Instituto de Biología Molecular y Celular de Plantas (Consejo Superior de Investigaciones Científicas-Universidad Politécnica de Valencia), Valencia 46022, Spain.
Department of Physics of Complex Systems, Eötvös Loránd University, Budapest H-1116, Hungary.
Department of Applied Biotechnology and Food Sciences, Budapest University of Technology and Economics, Budapest H-1114, Hungary.
Institutes of Enzymology and Organic Chemistry, RCNS, Hungarian Academy of Sciences, Budapest H-1114, Hungary.
MTA-SZTE Dermatological Research Group.
Department of Pharmacognosy, University of Szeged, Szeged H-6720, Hungary.

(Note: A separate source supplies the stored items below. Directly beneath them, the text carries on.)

PR #1027, opened 2023-04-22
Fix MaxItemsOne Recognition for Deeply Nested Blocks

iwahbe:
Building on the knowledge gained from https://github.com/pulumi/pulumi-terraform-bridge/pull/1026, this change is also necessary. We correctly apply MaxItemsOne aliasing for nested types.

While this change is breaking on master, it only breaks backward-compatibility against https://github.com/pulumi/pulumi-terraform-bridge/pull/1007, which has not been released.

### DIFF
--- a/pkg/tfbridge/x/token_test.go
+++ b/pkg/tfbridge/x/token_test.go
@@ -717,12 +717,14 @@ func TestMaxItemsOneAliasingNested(t *testing.T) {
                     },
                     "f2": {
                         "maxItemsOne": false,
-                        "fields": {
-                            "n1": {
-                                "maxItemsOne": true
-                            },
-                            "n2": {
-                                "maxItemsOne": false
+                        "elem": {
+                            "fields": {
+                                "n1": {
+                                    "maxItemsOne": true
+                                },
+                                "n2": {
+                                    "maxItemsOne": false
+                                }
                             }
                         }
                     }
@@ -740,8 +742,8 @@ func TestMaxItemsOneAliasingNested(t *testing.T) {
 	require.NoError(t, err)
 
 	assert.Equal(t, expected, string(metadata.Marshal()))
-	assert.True(t, *info.Resources["pkg_r1"].Fields["f2"].Fields["n1"].MaxItemsOne)
-	assert.False(t, *info.Resources["pkg_r1"].Fields["f2"].Fields["n2"].MaxItemsOne)
+	assert.True(t, *info.Resources["pkg_r1"].Fields["f2"].Elem.Fields["n1"].MaxItemsOne)
+	assert.False(t, *info.Resources["pkg_r1"].Fields["f2"].Elem.Fields["n2"].MaxItemsOne)
 }
 
 type Schema struct {
--- a/pkg/tfbridge/x/token_test.go
+++ b/pkg/tfbridge/x/token_test.go
@@ -538,10 +538,10 @@ func TestMaxItemsOneAliasing(t *testing.T) {
                 "current": "pkg:index/r1:R1",
                 "fields": {
                     "f1": {
-                        "maxItemOne": true
+                        "maxItemsOne": true
                     },
                     "f2": {
-                        "maxItemOne": false
+                        "maxItemsOne": false
                     }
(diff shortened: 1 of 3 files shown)


pkg/tfbridge/x/token_test.go
```diff
@@ -587,10 +587,10 @@ func TestMaxItemsOneAliasing(t *testing.T) {
                 "current": "pkg:index/r1:R1",
                 "fields": {
                     "f1": {
-                        "maxItemOne": false
+                        "maxItemsOne": false
```
t0yv0, line 590: So this got renamed?

pkg/tfbridge/x/token_test.go
```diff
@@ -713,16 +713,18 @@ func TestMaxItemsOneAliasingNested(t *testing.T) {
...
                     "f2": {
-                        "maxItemOne": false,
-                        "fields": {
-                            "n1": {
-                                "maxItemOne": true
-                            },
-                            "n2": {
-                                "maxItemOne": false
+                        "maxItemsOne": false,
+                        "elem": {
```
t0yv0, line 720: Oof. This is intentional?

pkg/tfbridge/x/tokens.go
```diff
@@ -666,35 +666,44 @@ func aliasResource(
...
 		} else {
 			// There is no history for this value, so we bake it into the
 			// alias history.
-			h.MaxItemOne = b.BoolRef(b.IsMaxItemsOne(schema, info))
+			h.MaxItemsOne = b.BoolRef(b.IsMaxItemsOne(schema, info))
 		}
 		e := schema.Elem()
 		switch e := e.(type) {
-		case shim.Schema:
+		case shim.Resource:
```
t0yv0, line 684: Reordering shim.Resource and shim.Schema actually helps?

pkg/tfbridge/x/tokens.go
```diff
@@ -666,35 +666,44 @@ func aliasResource(
...
 				info.Elem = &b.SchemaInfo{}
 			}
-			walk(h.Elem, info.Elem, e)
-		case shim.Resource:
+
 			safeRange(e, func(k string, v shim.Schema) {
 				walk(
-					getNonNil(&h.Fields, k),
-					getNonNil(&info.Fields, k),
+					getNonNil(&h.Elem.Fields, k),
```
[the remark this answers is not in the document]
iwahbe: Yeah. I had a test case but my misunderstanding of the input was mirrored in my tests. That's why I added an integration test here.

t0yv0 (approved):
Had questions but LGTM - let's make sure this goes on master as a separate PR (I'll merge the base PR first) for the history, it's a separate change. Ty!

pkg/tfbridge/x/token_test.go
iwahbe: Yeah, for 2 reasons:
1. The property is actually called `MaxItemsOne`, so we may as well get it to match.
2. If anyone is using this in the wild (as in test PRs, this is still unreleased), this will prevent old (bad) data from infecting the next run.

pkg/tfbridge/x/token_test.go
iwahbe: Yes. See https://github.com/pulumi/pulumi-terraform-bridge/pull/1027#discussion_r1175653263.

pkg/tfbridge/x/tokens.go
```diff
@@ -666,35 +666,44 @@ func aliasResource(
 
 	var walk func(*fieldHistory, *b.SchemaInfo, shim.Schema)
 	walk = func(h *fieldHistory, info *b.SchemaInfo, schema shim.Schema) {
```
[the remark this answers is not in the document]
iwahbe: This is the comment I've been working from. AFAIK `walk` works correctly with this comment. Tests and practical application also indicate that this works as expected.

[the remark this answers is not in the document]
t0yv0: Yeah it seems to me too. Let's try this! Thank you.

In most eukaryotes, RNA silencing is an adaptive immune system regulating key biological processes including antiviral defense. To evade this response, viruses of plants, worms and insects have evolved viral suppressors of RNA silencing proteins (VSRs). Various VSRs, such as P1 from Sweet potato mild mottle virus (SPMMV), inhibit the activity of RNA-induced silencing complexes (RISCs) including an ARGONAUTE (AGO) protein loaded with a small RNA. However, the specific mechanisms explaining this class of inhibition are unknown. Here, we show that SPMMV P1 interacts with AGO1 and AGO2 from Arabidopsis thaliana, but solely interferes with AGO1 function. Moreover, a mutational analysis of a newly identified zinc finger domain in P1 revealed that this domain could represent an effector domain as it is required for P1 suppressor activity but not for AGO1 binding. Finally, a comparative analysis of the target RNA binding capacity of AGO1 in the presence of wild-type or suppressor-defective P1 forms revealed that P1 blocks target RNA binding to AGO1. Our results describe the negative regulation of RISC, the small RNA containing molecular machine.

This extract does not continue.